The author explores, through a series of personal vignettes, the feeling of their way of being or thinking not being recognized. For instance, an article that says Tom Hanks had to be in Apollo 13, because everyone loves Tom Hanks and would root for them (but they don’t), or being told they’ll regret not being part of their high school graduation (but they never do), or being told ‘no one does that / no one believes that’ in conversation (but they do believe it).
Fucking Goddamn Basics of Rationalist Discourse by LoganStrohl (humor / parody post)
A selection of posts that don’t meet the karma threshold, but seem important or undervalued.
by Ben Cottier
Historical analysis of 124 machine learning systems published between 2009 and 2022 indicate that the cost for the final training run has grown by ~0.49 orders of magnitude per year (90% CI: 0.37 to 0.56). However, the cost for “large-scale” systems since 2015 has grown more slowly at an estimated ~0.2 orders of magnitude per year (90% CI: 0.1 to 0.4). Based on these figures and analysis of literature on likely growth rate models, the author predicts 0.2 orders of magnitude increases per year going forward (90% CI: 0.1 to 0.3 OOMs/year).
by Sophia Brown, DanSpoko
“The first step for testing the promise of forecasting is to develop models for how it might integrate into the actual foreign policy decision-making process. Here we posit four models for how this might be done, and speculate on the strengths and weaknesses of each model.”
by Maheen Shermohammed, Vael Gates
Last year, Vael Gates interviewed 97 AI researchers about their perceptions on the future of AI, focusing on risks from advanced AI.
- At a 6-month follow-up, 51% reported the interview had a lasting impact on their beliefs, and 15% said that it had caused them to take new actions at work.
- 75% of participants said they thought humanity would achieve something like AGI at some point in the future, though timelines varied considerably.
- Among participants who thought humanity would never develop AGI, the most common reason was they couldn’t see it happening based on current AI progress.
- Participants were split on if the alignment problem argument was valid. Key objections included: problems will be solved via normal course of development, humans have alignment problems too, AI systems will have testing to catch this stuff, we’ll design objective functions in a way to avoid issues, and perfect alignment is not needed.

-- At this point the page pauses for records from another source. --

PR #4268, opened 2022-08-09
Remove charUnHex

a-noni-mousse:
### Type of Change

- [ ] Documentation Updates
- [ ] Release


src/ripple/basics/StringUtilities.h
```diff
@@ -48,6 +48,24 @@ template <class Iterator>
 std::optional<Blob>
 strUnHex(std::size_t strSize, Iterator begin, Iterator end)
 {
+    static constexpr std::array<int, 256> const unxtab = []() {
```
scottschurr, line 51: This file now needs a `#include <array>`.  Please add that near the top of the file like this...
```
...
#include <boost/utility/string_view.hpp>
#include <array>
#include <optional>
...
```

src/ripple/basics/StringUtilities.h
```diff
@@ -56,25 +74,23 @@ strUnHex(std::size_t strSize, Iterator begin, Iterator end)
...
 
         out.push_back(c);
-        ++iter;
     }
 
     while (iter != end)
     {
-        int cHigh = charUnHex(*iter);
+        int cHigh = unxtab[*iter++];
         ++iter;
```
scottschurr, line 88: By accident you left in a double increment.  Fortunately it causes massive unit test failures.  Notes:
1. You'll need to remove the `++iter;` from this line.
2. Consider running the unit tests before submitting pull requests in the future.  It's easy.  Build rippled, then invoke...
```
$ <path to rippled> --unittest
```
Then wait for the results.  It takes a while, but if it says `0 failures` at the end then you're less likely to have introduced a bug.

scottschurr (changes requested):
Thanks for the submission.  This pull request looks pretty close to right, but needs a couple of fixes.  Once those fixes are in place I think this will be good to go.

cryptobrad:
Thanks for looking closely
I fixed the bug you found

scottschurr (approved):
:+1: Latest version looks good to me!  Thanks.

nbougalis:
Merged as 83ac141f656b1a95b5661853951ebd95b3ffba99

PR #4251, opened 2022-07-25
fix #4250 - Update broken link, point to XRPLF docs

chennakeshava1998:
Two other files contain references to the old Github repository - `Builds/linux/README.md` and `Builds/VisualStudio2017/README.md`. But these links automatically point to the new XRPLF repository, so I don't know if they need to be changed.

PR #4195, opened 2022-06-04
Improve detection & handling of duplicate Node ID:

nbougalis:
Each node on the network is supposed to have a unique cryptographic identity. Typically, this identity is generated randomly at startup and stored for later reuse in the (poorly named) file `wallet.db`.

If the file is copied, it is possible for two nodes to share the same node identity. This is generally not desirable and existing servers will detect and reject connections to other servers that have the same key.

This commit achives three things:

1. It improves the detection code to pinpoint instances where two distinct servers with the same key connect with each other. In that case, servers will log an appropriate error and shut down pending intervention by the server's operator.
2. It makes it possible for server administrators to securely and easily generate new cryptographic identities for servers using the new `--newnodeid` command line arguments. When a server is started using this command, it will generate and save a random secure identity.
3. It makes it possible to configure the identity using a command line option, which makes it possible to derive it from data or parameters associated with the container or hardware where the instance is running by passing the `--nodeid` option, followed by a single argument identifying the infomation from which the node's identity is derived. For example, the following command will result in nodes with different hostnames having different node identities: `rippled --nodeid $HOSTNAME`

The last option is particularly useful for automated cloud-based deployments that minimize the need for storing state.

**Important note for server operators:**
Depending on variables outside of the the control of this code, such as operating system version or configuration, permissions, and more, it may be possible for other users or programs to be able to access the command line arguments of other processes on the system.

If you are operating in a shared environment, you should avoid using this option, preferring instead to use the [node_seed] option in the configuration file.

The commit also updates the minimum supported server protocol version to `XRPL/2.1`, which has been supported since version 1.5.0 and eliminates support for `XPRL/2.0`.

### Type of Change

- [ ] Bug fix (non-breaking change which fixes an issue)
- [ ] New feature (non-breaking change which adds functionality)
- [ ] Breaking change (fix or feature that would cause existing functionality to not work as expected)
- [ ] Refactor (non-breaking change that only restructures code)
- [ ] Tests (You added tests for code that already exists, or your new feature included in this PR)
- [ ] Documentation Updates
- [ ] Release

PR #4270, opened 2022-08-09
Proposed 1.10.0-b1

### LINKED ISSUE #4250: Fix broken Doxygen link in README
After porting the codebase to XRPLF Github repository, the link to Doxygen documentation is broken. Previously, it pointed to `https://rippled.github.io/rippled/`. It needs to be reconfigured for `https://xrplf.github.io/rippled/` 

I'm referring to the README file at the root of the repository - `README.md`

nbougalis:
If merged this PR will:

- close #4105 (with fix for return value added!)
- close #4174
- close #4181 
- close #4195 
- close #4237 
- close #4240 
- close #4245 
- close #4249 
- close #4250 
- close #4251
- close #4254 
- close #4256 
- close #4261


src/ripple/protocol/impl/AccountID.cpp
```diff
@@ -17,17 +17,95 @@
...
+
+        auto ret =
+            encodeBase58Token(TokenType::AccountID, id.data(), id.size());
+
+        assert(ret.size() <= 38);
+
+        {
+            std::lock_guard lock(sl);
+            cache_[index].id = id;
+            std::strcpy(cache_[index].encoding, ret.c_str());
```
ximinez, line 85: I know there's an `assert` a couple of lines up, but `strcpy` always raises my hackles. Would it hurt to use `strncpy`?

ximinez (approved):
Tested in Windows with VS2019.

src/ripple/app/main/NodeIdentity.cpp
```diff
@@ -20,34 +20,49 @@
...
         auto secretKey = generateSecretKey(KeyType::secp256k1, *seed);
         auto publicKey = derivePublicKey(KeyType::secp256k1, secretKey);
 
         return {publicKey, secretKey};
     }
 
     auto db = app.getWalletDB().checkoutDb();
+
+    if (cmdline.count("newnodeid") != 0)
+        clearNodeIdentity(*db);
```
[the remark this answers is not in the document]
nbougalis: I don't _think_ there's a problem with doing that. `--newnodeid` clears any node identities stored in the database, but it may be worth notifying. We ought to fix this separately, IMO.

src/ripple/protocol/impl/AccountID.cpp
nbougalis: It wouldn't hurt. I'll make a follow-up fix for this, if you don't mind merging this as is.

- Participants were also split on if the instrumental incentives argument is valid. Common disagreements were: the loss function of an AGI wouldn’t be designed so that these problems arise, and there would be oversight (human or AI) to prevent issues.
- 17 participants mentioned they were more concerned by AI misuse than misalignment.
They also found there is more sympathy for AI risk arguments among top researchers and among those who had heard of AI safety / alignment before, and when asked about starting alignment research researchers wanted to know possible directions close to their current research interests and skill sets. Researchers in “Inference” and “Reinforcement Learning” subfields were more interested than those in “Optimization” or “Computer Vision”. These findings were shared in this separate post.
You can explore results interactively on this website. The producer of this research was funded by FTXFF and is now winding operations down as they near the end of funding. They may relaunch and are applying to major funders, but also interested in talking to individual donors - see their post recapping past work and sharing future directions here.